Transformers en Salud

Transformers in Health

Course on Transformers and its application in Health

Summary

This is a course on transformers, their architecture and their evolution. Transformers are a type of neural network that have shown enormous progress in natural language processing tasks, such as translation.

The course will first present the main concepts behind the transformer architecture: "attention". It will then describe the original transformer architecture, which includes six layers of encoders and six layers of decoders, what is embedding, what is self-attention, what is self-attention in detail and the positional encoding. The course will also discuss the evolution of the transformer architecture in chronological order, starting with the Bidirectional Encoder Representations of Transformers (BERT) model. This model is based on encoders only and is trained in two stages: pre-training of BERT with masked tokens and next sentence prediction, and BERT fine-tuning for a NLP task. BERT can be applied to a variety of NLP tasks, such as classification, question and answer, etc. We will learn how to use it on health applications. We will introduce how is possible to evaluate transformers with General Language Understanding Evaluation (GLUE) and comparing the results with the average results of humans.
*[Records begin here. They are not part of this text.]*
PR #442, opened 2019-08-13
Support for migration on mocked data

Danil-Grigorev:
This change for mocked client adds ability to create and delete resources. `Local Storage` values are getting updated too.


src/client/kube_store/index.ts
```diff
@@ -43,166 +39,72 @@ export default class KubeStore {
...
-        }
-      } else {
-        // Extension ClusterResource
-        key = `apis/${resource.gvk().group}/${resource.gvk().version}/${resource.gvk().kindPlural}`;
-        if (this.data()[key]) {
-          mockedObject = {...this.data()[key][name]};
-        }
-      }
-    }
+    const apiKey = resource.listPath().substr(1);
```
jwmatthews: +1 

I like how you cleaned this up

jwmatthews:
This is looking really good!

I just tested it out and had success doing a Stage/Migrate of the plan that is already in the mocks.

I then went through and created a new plan, was able to see mocked namespaces and pv selections, completed plan.  Then was able to do a Stage.

Seeing progress tick as updates in status come in.  I did see an error of 'Failed to update Plan', that showed up so probably need to test some more on that.

Overall the behavior of this is spot on for what we are looking for.

config/webpack.dev.js
```diff
@@ -69,6 +69,22 @@ if (devMode === 'local') {
   plugins.push(
     new webpack.NormalModuleReplacementPlugin(/client_factory.ts/, 'client_factory.mock.ts')
   );
+  plugins.push(
+    new webpack.NormalModuleReplacementPlugin(/plan\/duck\/operations\.ts/, res => {
```
jwmatthews: This is something we'd like to avoid.

Would like to keep the mock interface at the client level.

config/webpack.dev.js
```diff
@@ -69,6 +69,22 @@ if (devMode === 'local') {
...
+      if (res.rawRequest === '../operations') return;
+      res.request = res.request.replace(/operation.\.ts/, 'mock/operations.mock.ts');
+      res.resource = res.resource.replace(/operation.\.ts/, 'mock/operations.mock.ts');
+      res.resourceResolveData.path = res.resourceResolveData.path.replace(/operation.\.ts/, 'mock/operations.mock.ts');
+    })
+  );
+  plugins.push(
+    new webpack.NormalModuleReplacementPlugin(/(?:cluster|storage|plan)\/duck\/sagas\.ts/, res => {
```
jwmatthews: This is something we'd like to avoid.

Would like to keep the mock interface at the client level.

Danil-Grigorev:
Agree on point with merging to a new branch. The logic could be later migrated to the `kube_store` with almost/no changes. Right now, only points of interception with `sagas` and `operations` code, are those captured actions, which should dispatch an original action and mocked ones - https://github.com/fusor/mig-ui/pull/442/files#diff-60aa9b20bccfafd269e83e6c3a6c7cb8R30-R31

src/client/kube_store/index.ts
```diff
@@ -43,166 +39,226 @@ export default class KubeStore {
...
+      obj['status']['conditions'] = [{
+        lastTransitionTime: new Date().toUTCString(),
+        type: statusType,
+      }];
+      this.updateMockedData(apiKey, resourceName, obj);
+    }, timeout);
   }
 
-  private updateMockedData(key, name, updatedObject) {
+  private discoverPVsMock = (apiKey, resourceName, migPlan) => {
```
eriknelson: :+1:

src/client/kube_store/index.ts
```diff
@@ -43,166 +39,226 @@ export default class KubeStore {
...
-    newData['clusters'][this.clusterName][key][name] = updatedObject;
-    localStorage.setItem(localStorageMockedDataKey, JSON.stringify(newData)); 
+    newData.clusters[this.clusterName][apiKey][resourceName] = updatedObject;
+    localStorage.setItem(LocalStorageMockedDataKey, JSON.stringify(newData));
+    if (['MigCluster', 'MigStorage'].includes(updatedObject.kind)) {
+      this.setResourceStatus(apiKey, resourceName, updatedObject, 'Ready');
+    }
+  }
+
+  private createMockedData(apiKey, resourceName, obj) {
```
eriknelson: This is great, I really like how you broke out the steps into functions.

eriknelson:
Confirmed this is working great with a simple `yarn start`. The only thing I noticed was that I couldn't add a new cluster and try to migrate from that as a source, however, I think that's something we can reasonably add if we want to in another PR. The UI also handles this gracefully with a simple error alert.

The course will introduce Colab, a Google web tool that allows you to work with neural networks, including transformers, TensorFlow, a Google library that creates, trains and uses neural networks, and Hugging Face, a library that simplifies the use of TensorFlow with transformers. Also presented will be BioBERT, a transformer that uses the BERT model as a base and completes its training with a dataset of medical terms. This model is applied to a variety of tasks, such as recognition of medical entities (NER) and text classification.

The course will continue with the next big revolution of the transformers, the GPT-2 and GPT-3 architectures. These are neural networks (ready to use) that increase the number of layers, attention heads and parameters in order to obtain better results. Additionally, we will review how to apply these new networks to health tasks.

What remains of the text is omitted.